→ **Source data**
PR #1176, opened 2018-10-17
disable basic authentication for HTTP OPTIONS for CORS

rparree:
This is to make CORS to work together with basic authentication. OPTIONS should not be restricted as browsers don't send the auth bearer for pre-flight requests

→ **Work to complete**
Would you output the whole listing exactly as written?

→ **Result**
PR #1176, opened 2018-10-17
disable basic authentication for HTTP OPTIONS for CORS

rparree:
This is to make CORS to work together with basic authentication. OPTIONS should not be restricted as browsers don't send the auth bearer for pre-flight requests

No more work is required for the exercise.